To use each of these different facilities, a user process must create a "pseudo-file," that is, something with a name or key to identify it, an owner, access permissions, sizes, and so forth, although the pseudo-file never makes it out to the file system. This object is created by a system call that defines some kernel tables and is "opened" by another system call when a process wants to use it. Messages allow short chunks of data to be passed to one or more mailboxes, semaphores provide a set of kernel- maintained counters, and shared memory provides some common pages that can be mapped in to each process's address space. Generally, shared memory is coupled with another type of IPC to coordinate updates to this common memory.

Some tuning is usually required if any user wants to make extensive use of these. The kernel includes basic IPC capabilities but they are limited in scope. The SunOS 4.x GENERIC configuration file includes these as options.

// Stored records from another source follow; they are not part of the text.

Issue #665, opened 2019-04-06
Python generator implementation


feribg:
I just finished work on a pure python stub generator. Right now  it's somewhat crude and quality of generated code can be improved upon but it's more or less fully functional. Wondering if you're interested in a PR. It's based on the Csharp generator, so it follows the single stub with multiple methods `wrap_encode`, `wrap_decode` instead of  2 classes as per the reference Java impl. It also has a couple of neat things like  full type hints and usage of https://docs.python.org/3/c-api/buffer.html#bufferobjects , however they're somewhat muted  because python has to cast most objects to int anyways, a Cython impl should be trivial based on the current code though.

mjpt777:
We would be happy to discuss a PR. However we have seen partial implementations in the past go nowhere so we are only really interested in languages that will be completed and supported longer term.

We have learned over time that separating the encoding and decoding into separate classes is more appealing and results in safer code.

feribg:
Let me know if I can  clarify or tidy it up in some ways

samratbatth:
Any eta on python support?
Is this supported https://github.com/tfgm/sbedecoder ?

feribg:
@samratbatth To be honest I haven't had time to put towards it, but if you want feel free to clone it and clean it up, it's mostly code cleanup not functional issues. 

Although if im to write it up again, I would likely just wrap the C++ codecs with pybind or something like that. The `struct` library is slow so if we can reuse the buffers and cast to `numpy` types directly that will likely give you C like speed in Python.

sahilshetty13:
Any suggestions on implementing SBE decoder in Python for CME MDP 3.0 market data?

PR #667, opened 2019-04-10
[Java] Python generator implementation #665

feribg:
This is a very early implementation of a python stub generator. It's derived from the C# Java generator, so it follows most of the code and conventions adopted there.

The `runPythonTests` gradle task will build the python stubs in the project_root/python/tests/gen and run the unit tests.  So far only car_example_schema.xml is implemented, but happy to port any other tests that focus on specific edge cases (Maybe a FIX sample).

Built and tested with python 3.7, but in practice any version that supports https://docs.python.org/3/c-api/buffer.html should work, so 2.7 should be fine too, although I didn't try it yet (also I much rather not offer support for it generally).

If you think it's not worth it adding and maintaining that code in the mainline I'm happy to fork off only the IR and Java generator as well and providing it as an unsupported 3rd party generator, depending on the discussion.


mjpt777:
This PR fails the build. As a minimum it should pass all tests.

mjpt777:
Build is still failing with lots of code style issues.

feribg:
I installed the checkstyle idea plugin imported the style and reformatted  everything, but i get tons of errors on indent and line length. Is that an idea issue not respecting fully the checkstyle config? To the issues with indents in many cases. I attached an example of what the IDE does in the second screenshot when reformat is applied with the checkstyle, but then checkstyle reports that as incorrect.
I think the rest that was wrong in terms of temp folders, etc, should be resolved.

Screen Shot 2019-04-10 at 2 37 40 PM
Screen Shot 2019-04-10 at 2 37 31 PM

mjpt777:
IDEA does not properly support strict indenting.

feribg:
Got it, okay it'll take me a while to clean them up manually then. I'll push a fix once the checkstyle passes. Meanwhile the rest should work (build, test, etc), without the style.

feribg:
I think everything is more or less cleaned up, could use more unit tests, but will likely postpone for after initial feedback.

mjpt777:
Looks reasonable. You probably want to clean up the copyright and C# references in Javadoc.

The major point for me is that is follows the combined encoder and decoder format of the C# generator and not the separation in the Java generator. We've seen this is a much better approach as the separate decoder can deal with read only buffers.

feribg:
I  tend to agree with that  point. I  already had  the issue of having to  use mutable buffer types. I'll have a look into how much effort it is to split them. If it  turns out to be too big of a rewrite are you OK merging as is contingent on cleanup. 

Are there any specific edge cases you can think of in general for which it would be  a good  idea to  port  the tests?

mjpt777:
Have a read back through the issues to get a feel for what to watch out for.

feribg:
Added some new test cases, additional fixes, the cleanups you suggested and some fixes post rebase.  Seems line one commit from Apr 9, diverged the` example-schema.xml` form the `sbe-samples` and `sbe-tools/tests`.

feribg:
Just wondering if you had a chance to take a peak at merging that?

mjpt777:
As mentioned above we want to move away from the use of a single codec for encode and decode rather than propagate this pattern. Can you look at doing something similar to the Java codec?

feribg:
Yep I will try and put some cycles towards that,  will give you an update when i have a cleaner prototype.

feribg:
Sorry about the big delay here, got side tracked. This is fully reworked to have enc + dec pattern like the Java version. I used it  as the base blueprint. Waiting for travis to complete, let me know how it looks like.

feribg:
@mjpt777 Wondering if you're still considering merging this upstream or keep it as a fork for Py support? Thx!

mjpt777:
Sorry but I had to revert this. As I worked through the code refactoring it I noticed far to many warnings and have concerns about the completeness. Please resubmit with less warnings and try not to have unused methods.

PR #678, opened 2019-05-06
Configure build scan plugin

aalmiray:


mjpt777:
Rather than include the question on build it is nicer to allow the user to pass the `--scan` option like the CI does.

aalmiray:
If you run a build with `--scan` without agreeing to the terms of service then you'll get asked every single time. The current setup asks you at least one time to agree to the terms. After that you can run a local build with `--scan` and no question should pop up.

You can simplify the build by accepting the terms on behalf of anyone that makes a build but some may object to that.

mjpt777:
It would be nice if the build scan question is only asked if a scan is being run. When you don't care about scans then the question is annoying.

mjpt777:
To be clear the scan statement would be best if not output unless a scan is run.

aalmiray:
Let me think about that, it may be the case that agreeing on the terms of service too late in the process won't have the desired effect.

mjpt777:
It does not ask if no scan is run but it makes for noisy output. Feels like the statement about setting up acceptance should only be output if a scan is run and no acceptance is in place.

mjpt777:
BTW I had a look at a few scans and it is useful for seeing where time is spent. Thanks.

mjpt777:
Is there a means of telling if a scan has been requested so that the statement can be conditionally printed?

aalmiray:
I think it's possible to determine if a scan was requested, i.e, the `--scan` command flag was given, but not with the current version of the `com.gradle.build-scan` plugin. There's some extra code required for that. This feature could be added to https://aalmiray.github.io/kordamp-gradle-plugins/#_org_kordamp_gradle_plugin which simplifies configuration of the base `com.gradle.build-scan` plugin.

PR #681, opened 2019-05-09
[C] Remove the dimension member from the codec classes

denizevrenci:


mjpt777:
The build is failing on this one.

denizevrenci:
It looks like there are more of the "maybe uninitialized" false positives. I will push a fix.

PR #685, opened 2019-05-31
enhancements to Rust generator

ian-p-cooke:
while experimenting with the Rust generator I found a few things that didn't work as expected:

* cargo_exits() in build.gradle wasn't finding cargo
    * the 'args' argument should be an array of arguments
    * was using `-v` (verbose) instead of `-V` (version).  `-V` is valid by itself while `-v` is not.
    * the output went to the screen 
* warnings during `gradlew.bat test`
    * caused by a type identifier that was invalid for C#

I cleaned those up and added the ability for rust to decode a header and then pick a template by `template_id`.  This required making some things pub which were private before but I don't think that's an issue.  The code for using this new method looks like this:
```Rust
let (h, buf) = start_decoding_message_header(&buffer)?;
match h.template_id {
    CarMessageHeader::TEMPLATE_ID => {
        let dec_fields = CarFieldsDecoder::wrap(buf);
        //...
    },
    _ => panic!("unknown template_id");
}
```

If keeping the `FieldsDecoder` and `ScratchDecoderData` private is really important then maybe some helper that skips over the bytes of decoded header would be sufficient.  The implementation here was just a 'get it to work for me' attempt and conversation-starter.

### DIFF
--- a/.gitignore
+++ b/.gitignore
@@ -13,7 +13,7 @@
 # Build tools
 build-local.properties
 deps
-/bin
+*/bin
 build
 .gradle
 target
@@ -23,6 +23,7 @@ GPATH
 prop
 out
 .vs/
+.vscode
 
 # cmake
 
--- a/build.gradle
+++ b/build.gradle
@@ -569,7 +569,8 @@ def cargo_exists() {
     try {
         def result = project.exec {
             executable = 'cargo'
-            args = '-v'
+            args = [ '-V' ]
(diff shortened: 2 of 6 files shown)


mjpt777:
@ian-p-cooke if you address the conflict then I'm happy to merge.

ian-p-cooke:
> @ian-p-cooke if you address the conflict then I'm happy to merge.

ah, thanks, I didn't see the conflict.  reverted my commit that did the same thing as yours.

PR #689, opened 2019-06-10
Add new compilers

rigtorp:
This will cover everything except Redhat 7 I think.

### DIFF
--- a/.travis.yml
+++ b/.travis.yml
@@ -1,3 +1,5 @@
+dist: xenial
+
 sudo: false
 
 matrix:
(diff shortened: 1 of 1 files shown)


.travis.yml
```diff
@@ -7,21 +9,31 @@ matrix:
       language: java
       jdk: openjdk8
       os: linux
-      dist: xenial
```
mjpt777: Why was this changed to default? The default for Travis is 14.04 when most people are on 16.04 or later.

tmontgomery: Correct me if I am wrong.... Xenial is 16.04 LTS. Isn't it the latest LTS? Bionic is 18.04 LTS. Not sure it's image in Travis is that stable yet, though.

mjpt777: @tmontgomery  You are correct.  However Travis default is Trusty. https://docs.travis-ci.com/user/reference/overview/

tmontgomery: Trusty being 5 years old.... shouldn't it be compiling against a newer version? I'm just making the argument as I see it. I don't know if the PR author had any other reason or reasons. Maybe @rigtorp can weigh in.

mjpt777: I changed it to be Xenial to be more recent and now it is reverted.

tmontgomery: Isn't xenial now the default at the top? Making it unnecessary to specify it on each one?

mjpt777: Missed that. Sorry.

PR #699, opened 2019-07-18
Reorg C# code for 2019

damageboy:
- Unit tests actually pass now
- runtest.sh will generate a test file from the java sample and use that
  for interop tests rather than hardcoding the byte stream
- travis builds the project, runs tests and generates a nuget (that goes
  no-where for now)
- nuget generated from .csproj, no more clunky release script or manual
  .nuspec
- samples split into folders


damageboy:
I think this PR is now ready to merge...

@billsegall @JPWatson I would appreciate if you guys could release a new nupkg onto nuget.org after running the `pack.sh` script and making sure I didn't mess up anything...

mjpt777:
@damageboy  What is the `ExampleUsingGeneratedStub.sbe` in the project root directory?

damageboy:
Well, the previous iteration had an interop unit-test with java, that had a literal byte-array directly embedded in the code...

That array was in effect the result of one of the java samples being run in such a way it would output a file, then that file was translated to the byte array...

I really didn't like that, and it's likely to break whenever something changes anyway since the code-generation generates a different encoder/decoder, but the sample is not kept up to date...

So I added [this](https://github.com/real-logic/simple-binary-encoding/blob/04a471a6a045cdbddef3d3f715644c17f9e06110/csharp/runtests.sh#L4) to the `runtest.sh` to generate that file as part running the tests in travis...

Users who run this tests not as part of travis will simply automatically skip the test as it is marked as inconclusive if the `.sbe` file does not exist.

Also, the `.gitignore` has [this](https://github.com/real-logic/simple-binary-encoding/blob/04a471a6a045cdbddef3d3f715644c17f9e06110/.gitignore#L101) ignore rule that makes sue the `.sbe` file is not commited...

Is that OK?

mjpt777:
If needed then best to store in a csharp related sub-directory.

mjpt777:
BTW I'm referring to this file. https://github.com/real-logic/simple-binary-encoding/blob/master/ExampleUsingGeneratedStub.sbe

damageboy:
@mjpt777 Sorry, this can be deleted.
I think it's an earlier attempt that I committed by accident.

The code DOES store it in the csharp specific directory where it is ignore with `.gitignore`.

My apologies to committing that erroneously.

mjpt777:
No worries. I've removed it.

PR #707, opened 2019-08-16
Revert the package name to sbe-tool for release 1.13.1

billsegall:


mjpt777:
Is there a change we should make to the release process to update the version? Can the version be read from the [version.txt](https://github.com/real-logic/simple-binary-encoding/blob/master/version.txt) file?

PR #731, opened 2019-10-24
[Java] Avoid memory allocation at varDataDisplay

ariksher-nex:
varDataDisplay - use method `getVarFieldName(Appendable)` - no memory allocation. unlike calling method `varFieldName` where it allocates memory (new byte[] and new String).

### DIFF
--- a/sbe-tool/src/main/java/uk/co/real_logic/sbe/generation/java/JavaGenerator.java
+++ b/sbe-tool/src/main/java/uk/co/real_logic/sbe/generation/java/JavaGenerator.java
@@ -3274,7 +3274,9 @@ public class JavaGenerator implements CodeGenerator
                     append(sb, indent, "builder.append('\\'');");
                     append(sb, indent, formatGetterName(varDataToken.name()) + "(builder);");
                     append(sb, indent, "builder.append('\\'');");
-                } else {
+                }
+                else
+                {
                     append(sb, indent, "builder.append('\\'').append(" + varDataName + "()).append('\\'');");
                 }
             }
--- a/sbe-tool/src/main/java/uk/co/real_logic/sbe/generation/java/JavaGenerator.java
+++ b/sbe-tool/src/main/java/uk/co/real_logic/sbe/generation/java/JavaGenerator.java
@@ -904,7 +904,7 @@ public class JavaGenerator implements CodeGenerator
                     generateGet(lengthType, "limit", byteOrderStr),
                     byteOrderStr);
             }
-            if (characterEncoding.contains("UTF8"))
+            if (characterEncoding.contains("UTF"))
             {
                 new Formatter(sb).format("\n" +
                     indent + "    public int get%1$s(final Appendable appendable)\n" +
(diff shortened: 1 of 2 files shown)


mjpt777:
This generates code which does not compile.

ariksher-nex:
> This generates code which does not compile.

yep, fixing it. apperantly code differs for UTF and ASCII.

mjpt777:
The UTF-8 implementation allocates too. I'm not in favour of supporting this as it is too brittle.

ariksher-nex:
> The UTF-8 implementation allocates too. I'm not in favour of supporting this as it is too brittle.

I'm using at my project ASCII chars and I'm willing to use the method **appendTo** that sits on the generated xxxDecoder class(es), which is very useful for logging incoming messages.

mjpt777:
I've pushed a more obvious changes which saves on allocation.

ariksher-nex:
> I've pushed a more obvious changes which saves on allocation.

seen your commit and it paratially solves the problem see my comment there
https://github.com/real-logic/simple-binary-encoding/commit/391527ac04df032671167b12d923b29dad30c5c0#r35648950

mjpt777:
A better approach for you to take is to use the append version if and only iff the encoding is ASCII otherwise output as is at present.

sbe-tool/src/main/java/uk/co/real_logic/sbe/generation/java/JavaGenerator.java
```diff
@@ -904,6 +904,28 @@ private void generateDataDecodeMethods(
                     generateGet(lengthType, "limit", byteOrderStr),
                     byteOrderStr);
             }
+            if (characterEncoding.contains("UTF"))
```
mjpt777: Why is this method still present?

ariksher-nex: removed it.

sbe-tool/src/main/java/uk/co/real_logic/sbe/generation/java/JavaGenerator.java
```diff
@@ -3269,7 +3269,14 @@ private void appendDecoderDisplay(
             }
             else
             {
-                append(sb, indent, "builder.append('\\'').append(" + varDataName + "()).append('\\'');");
+                if (characterEncoding.contains("ASCII"))
+                {
+                    append(sb, indent, "builder.append('\\'');");
+                    append(sb, indent, formatGetterName(varDataToken.name()) + "(builder);");
+                    append(sb, indent, "builder.append('\\'');");
+                } else {
```
mjpt777: This will fail formatting.

ariksher-nex: fixed the checkstyle thing :-)

sbe-tool/src/main/java/uk/co/real_logic/sbe/generation/java/JavaGenerator.java
```diff
@@ -3269,7 +3269,14 @@ private void appendDecoderDisplay(
             }
             else
             {
-                append(sb, indent, "builder.append('\\'').append(" + varDataName + "()).append('\\'');");
+                if (characterEncoding.contains("ASCII"))
+                {
+                    append(sb, indent, "builder.append('\\'');");
```
ariksher-nex: @mjpt777 do the single quotes around the string required?
care if i take those out? (both in ASCII and regular implementation)

mjpt777: Best to leave them.

PR #738, opened 2019-11-29
[C++] Removed property access in ostream printer

duxi90:
* Removed generated access of a property when character encoding
is not set
* This fixes unused return value warning


mjpt777:
This fixes a warning but breaks the functionality. The field needs to be read to be skipped over. I'm going to push a better implementation.

PR #1589, opened 2024-10-31
76243 front

seanciv:


src/EA.Weee.Web/Views/OrganisationRegistration/ContactDetails.cshtml
```diff
@@ -70,6 +73,42 @@
...
         </div>
 
+        <div class="govuk-form-group @Html.Gds().FormGroupClass(m => m.AddressData.Postcode)">
+            @Html.Gds().LabelFor(m => m.AddressData.Postcode)
+            @Html.Gds().ValidationMessageFor(m => m.AddressData.Postcode)
+            @Html.Gds().TextBoxFor(m => m.AddressData.Postcode, new { @maxlength = CommonMaxFieldLengths.Postcode })
+        </div>
+
+        <button type="button"
+                name="Find address"
```
JohnPadgettCivica, line 83: @seanciv When JS is enabled a js-enabled attribute is added to the body tag. Wonder for those annoying people with JS disabled we hide the lookup fields by checking for existence of that attribute.  Would also check that WAVE is happy...  but looks good

seanciv: Just hid fields when js is disabled. WAVE seems fine @JohnPadgettCivica

PR #1606, opened 2024-11-06
Small producer feature flag

JohnPadgettCivica:


src/EA.Weee.Web/Controllers/OrganisationRegistrationController.cs
```diff
@@ -98,10 +98,20 @@ public async Task<ActionResult> Search(SearchViewModel viewModel)
...
+            DateTime currentDate;
+
+            using (var client = this.apiClient())
+            {
+                currentDate = await client.SendAsync(this.User.GetAccessToken(), new GetApiUtcDate());
+            }
+
+            var results = await organisationSearcher.Search(searchTerm, maximumSearchResults, false);
+
             SearchResultsViewModel viewModel = new SearchResultsViewModel
```
JohnPadgettCivica, line 110: @will-hope98  I would add a test for this as the code will be in place until it gets removed at some point in the future

will-hope98: I added tests on the OrgRegistrationControllerTests @JohnPadgettCivica

JohnPadgettCivica: Sorry :/

PR #1610, opened 2024-11-06
Company lookup UX enhancements

seanciv:


src/EA.Weee.Web/Scripts/lookup/org-details-company-lookup.js
```diff
@@ -0,0 +1,34 @@
...
+                if (response.HasError) {
+                    $errorBanner.show();
+                    $parent.addClass(errorClass)
+                } else {
+                    $errorBanner.hide();
+                    $parent.removeClass(errorClass)
+                }
+
+                if (response.Organisation) {
+                    $("#CompanyName").val(response.Organisation.Name)
```
JohnPadgettCivica, line 25: @seanciv  Looks good. Think this also needs to set the address fields as the server side version does.

PR #1613, opened 2024-11-07
78691 Back buttons in UJ1

stevelee-civica:
add back button

https://dev.azure.com/civica-digital/EA%20-%20WEEE/_workitems/edit/78691/

### DIFF
--- a/src/EA.Weee.Web/Views/OrganisationRegistration/JoinOrganisation.cshtml
+++ b/src/EA.Weee.Web/Views/OrganisationRegistration/JoinOrganisation.cshtml
@@ -1,7 +1,6 @@
 @using MvcNavigationHelpers
 @using EA.Weee.Web.RazorHelpers
 @using EA.Weee.Web.Controllers
-@using EA.Weee.Web.ViewModels.OrganisationRegistration
 @model EA.Weee.Web.ViewModels.OrganisationRegistration.JoinOrganisationViewModel
 @{
     ViewBag.Title = "Access Organisation";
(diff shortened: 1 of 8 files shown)


src/EA.Weee.Web/Views/OrganisationRegistration/JoinOrganisation.cshtml
```diff
@@ -1,10 +1,14 @@
+@using MvcNavigationHelpers
 @using EA.Weee.Web.RazorHelpers
+@using EA.Weee.Web.Controllers
 @model EA.Weee.Web.ViewModels.OrganisationRegistration.JoinOrganisationViewModel
 @{
     ViewBag.Title = "Access Organisation";
 }
+@section full_main_content 
+{
```
JohnPadgettCivica, line 9: @stevelee-civica  I dont think this will work. We need a way of determining where we have come from.
You can get here...
1. Login -> Access another org -> find existing org -> select -> continue , click back. We shouldn't go to organisationFound as its the search results screen that would have been the previous page in this scenario.  - This fails
2. Login -> Access another org -> Create small producer -> .... -> find company -> request to join -> back (This works ok)

JohnPadgettCivica:
@stevelee-civica 
Dont think we cover off 
UJ1: Producer details
Back button needs to take users back to 'Your organisation has been found' if they have come from that page

This is when you go through the process and have selected you are an auth rep. You enter org details  but there are similar, you click continue rather than selecting an existing organisation, on the producer details screen the back button should then take you to the organisation found screen.

src/EA.Weee.Web/Views/OrganisationRegistration/JoinOrganisation.cshtml
JohnPadgettCivica: @stevelee-civica  Actually looking at the AC im not sure this change is required at all. 
UJ1: Your organisation has been found
Add back button to take users back to Organisation details

Commented on the other. So you might be able to remove this change completely.

stevelee-civica: removed

stevelee-civica:
updated to use returnUrl 
the organisation-found page will set the returnUrl so RepresentingCompanyRedirect can use this for redirect

PR #1618, opened 2024-11-11
Resolve issue with starting a submission

JohnPadgettCivica:
https://dev.azure.com/civica-digital/EA%20-%20WEEE/_workitems/edit/78832
https://dev.azure.com/civica-digital/EA%20-%20WEEE/_workitems/edit/78833

These changes are mainly around moving the submission creation for the year into its own attribute so the yearly submission record is not created when view previous submissions or organisation details is accessed, its only created when doing the new/ continue submission option. As you can get into the organisation details screen without having a "current submission" fixed some null values.

Also makes a change so that when -1 as a year is passed to the submissions service the selected year is defaulted to the most recent but allows us to get into the 

image

Part of code when redirecting from choose activity if required.


src/EA.Weee.RequestHandlers/Organisations/OrganisationByIdHandler.cs
```diff
@@ -133,8 +122,7 @@ private async Task SetDirectRegistrants(OrganisationData organisationData, Guid
                     YearSubmissionStarted = directRegistrant.HasCurrentYearSubmission,
                     RepresentedCompanyName = directRegistrant.AuthorisedRepresentativeId.HasValue
                         ? directRegistrant.OverseasProducerName
-                        : null,
-                    MostRecentSubmittedYear = directRegistrant.MostRecentSubmittedYear
```
JohnPadgettCivica, line 137: No longer required as we just pass -1 from the Choose Activity to allow the registrations to select the most recent available year

PR #1625, opened 2024-11-13
78465-Show incomplete registrations to external users

will-hope98:
Added new continue registration button, now show all submissions to external

### DIFF
--- a/src/EA.Weee.Web/Areas/Producer/Controllers/ProducerController.cs
+++ b/src/EA.Weee.Web/Areas/Producer/Controllers/ProducerController.cs
@@ -1,10 +1,12 @@
 ﻿namespace EA.Weee.Web.Areas.Producer.Controllers
 {
+    using Api.Client;
     using EA.Prsd.Core;
     using EA.Prsd.Core.Mapper;
     using EA.Weee.Core;
     using EA.Weee.Core.Constants;
     using EA.Weee.Core.DirectRegistrant;
+    using EA.Weee.Requests.Shared;
     using EA.Weee.Web.Areas.Producer.Filters;
     using EA.Weee.Web.Areas.Producer.Mappings.ToViewModel;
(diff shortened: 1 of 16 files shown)


src/EA.Weee.Web/Areas/Producer/ViewModels/OrganisationDetailsTabsViewModel.cs
```diff
@@ -27,6 +28,8 @@ public class OrganisationDetailsTabsViewModel
         public bool IsRegistered => this.Status == SubmissionStatus.Submitted && this.HasPaid;
 
         public bool ShowReturnRegistrationToUser => this.IsInternalAdmin && (IsRegistered || this.Status == SubmissionStatus.Submitted);
+        public bool ShowContinueRegistrationToUser => !this.IsInternalAdmin && this.Status == SubmissionStatus.InComplete && this.ApiDateYear == this.Year;
```
JohnPadgettCivica, line 31: @will-hope98 probaby worth adding some unit tests for this property... think there is a similar test for ShowPaymentLink

src/EA.Weee.Web/Areas/Producer/Controllers/ProducerController.cs
```diff
@@ -162,6 +167,11 @@ public async Task<ActionResult> Submissions(int? year = null)
             submissionService.WithSubmissionData(this.SmallProducerSubmissionData);
 
             var model = await submissionService.Submissions(year);
+            using (var client = this.apiClient())
+            {
```
JohnPadgettCivica, line 171: @will-hope98 Do we need to do it for all of the tab actions in the ProducerController as I suspect if you switch tabs the button will vanish.  Maybe add a parameter to WithSubmissionData with the API year and set it in there, which would show the external places that it needs to be updated. Perhaps this could be a nullable int then it could be defaulted to null so any internal screens dont need a value passed.

PR #1651, opened 2024-12-05
Style cop update

JohnPadgettCivica:


CivicaJonathanStratford:
I don't know if it would work for this project (or what you're trying to achieve here), but for others we've had success with a `.editorconfig` file in the repo, which is set up to format files according to various code style rules -- and we've just fixed the code style issues as and when we next modify that file -- if we want to edit a file, we would open it, save it, so the style changes happen, commit that and then work on the actual changes we wanted -- so it's easy to just look at the changes. It does mean that files we don't edit never get fixed, but perhaps that's lower risk than touching lots of files (and presumably having to test all of the changes).

PR #1656, opened 2024-12-18
Changes for registered date in producer details

JohnPadgettCivica:
This change is to use the date of payment of a registration as the registered date rather than the date the submission was submitted.


sreedhar-civica (approved):
Looks good to me

PR #1662, opened 2025-01-09
Added Category 15 Vaping devices

sreedhar-civica:


CivicaJonathanStratford (changes requested):
The changes look fine as far as they go. However, I'm not sure if they're complete. There's at least one test failure which seems to be due to this change (I'm aware there are some that you said are unrelated, and fixed elsewhere), and I want to ensure that other changes that will be impacted by this are either covered in other tasks, or dealt with here. Unfortunately, as this is the first time that a WeeeCategory has been added from the history of the repository as far as I can tell, we'll have to do the work to ensure we find all the places.

- There is at least one test which check all of the other WeeeCategories, but hasn't been updated to add this one (GetUkWeeeAtAatfsCsvHandlerTests). I'm not sure if that one will be covered later, and I haven't check for more
- There is at least one stored procedure ([Evidence].[getSchemeObligationAndEvidenceTotals]) which expects only 1-14 for WeeeCategory; should that be updated here, or is is covered elsewhere?
- There's at least one class which expects WeeeCategory to be <= 14 -- AatfSummaryTotalsMap -- should that be updated here, or is that covered somewhere else?
- There are test failures in your build -- which I believe you explained were to do with dates in the past -- however, at least one of them appears to actually be due to the WeeeCategory -- EvidenceTonnageDataTests. So the failures need reviewing and fixing where it makes sense.

src/EA.Weee.Database/scripts/Everytime/0011-InsertWeeeCategory.sql
CivicaJonathanStratford, line 1: Although it's not your fault, the tblLocalArea variable here is confusing, can we rename it please?

CivicaJonathanStratford (changes requested):

src/EA.Weee.Database/scripts/Everytime/0011-InsertWeeeCategory.sql
sreedhar-civica: Better to leave the tblLocalArea variable as it is.

sreedhar-civica:
> The changes look fine as far as they go. However, I'm not sure if they're complete. There's at least one test failure which seems to be due to this change (I'm aware there are some that you said are unrelated, and fixed elsewhere), and I want to ensure that other changes that will be impacted by this are either covered in other tasks, or dealt with here. Unfortunately, as this is the first time that a WeeeCategory has been added from the history of the repository as far as I can tell, we'll have to do the work to ensure we find all the places.

> * There is at least one test which check all of the other WeeeCategories, but hasn't been updated to add this one (GetUkWeeeAtAatfsCsvHandlerTests). I'm not sure if that one will be covered later, and I haven't check for more.
**Fixed**

> * There is at least one stored procedure ([Evidence].[getSchemeObligationAndEvidenceTotals]) which expects only 1-14 for WeeeCategory; should that be updated here, or is is covered elsewhere?
**This will address during report changes**

> * There's at least one class which expects WeeeCategory to be <= 14 -- AatfSummaryTotalsMap -- should that be updated here, or is that covered somewhere else?
**This will be addressed during External user - Manage Evidence note screes**

> * There are test failures in your build -- which I believe you explained were to do with dates in the past -- however, at least one of them appears to actually be due to the WeeeCategory -- EvidenceTonnageDataTests. So the failures need reviewing and fixing where it makes sense.
**Fixed all failed tests**

src/EA.Weee.Database/scripts/Everytime/0011-InsertWeeeCategory.sql
CivicaJonathanStratford: OK -- though it's quite common to make small improvements like this when doing development work.

CivicaJonathanStratford (approved):
Having discussed this with you, I don't think I managed to explain my ideas very well, sorry. I'd meant for us to somehow make sure all examples were dealt with, rather than just the individual examples in my review points -- but you pointed out that things will get fixed as part of the different stories, and I guess if any fall through the cracks and don't get dealt with, they weren't necessary.

CivicaJonathanStratford (approved):
I think you could have been able to leave the Enum the same, which would have reduced the changes -- but since this hasn't gone in yet, it probably makes sense to have it with the right name to start with...so that's fine.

If the system calls fail mysteriously, it is advisable as a first step to make sure that the options were not commented out or deleted in the kernel you are running.

Tunable parameters are defined (or at least listed) in the manuals. A description of the appropriate variables or values and their meanings is contained in each section below for the different IPC types. While these rarely appear in system panics, they can affect the behavior of user programs and the performance of the system. We've included a discussion of the kernel structures and variables to help analyze these problems.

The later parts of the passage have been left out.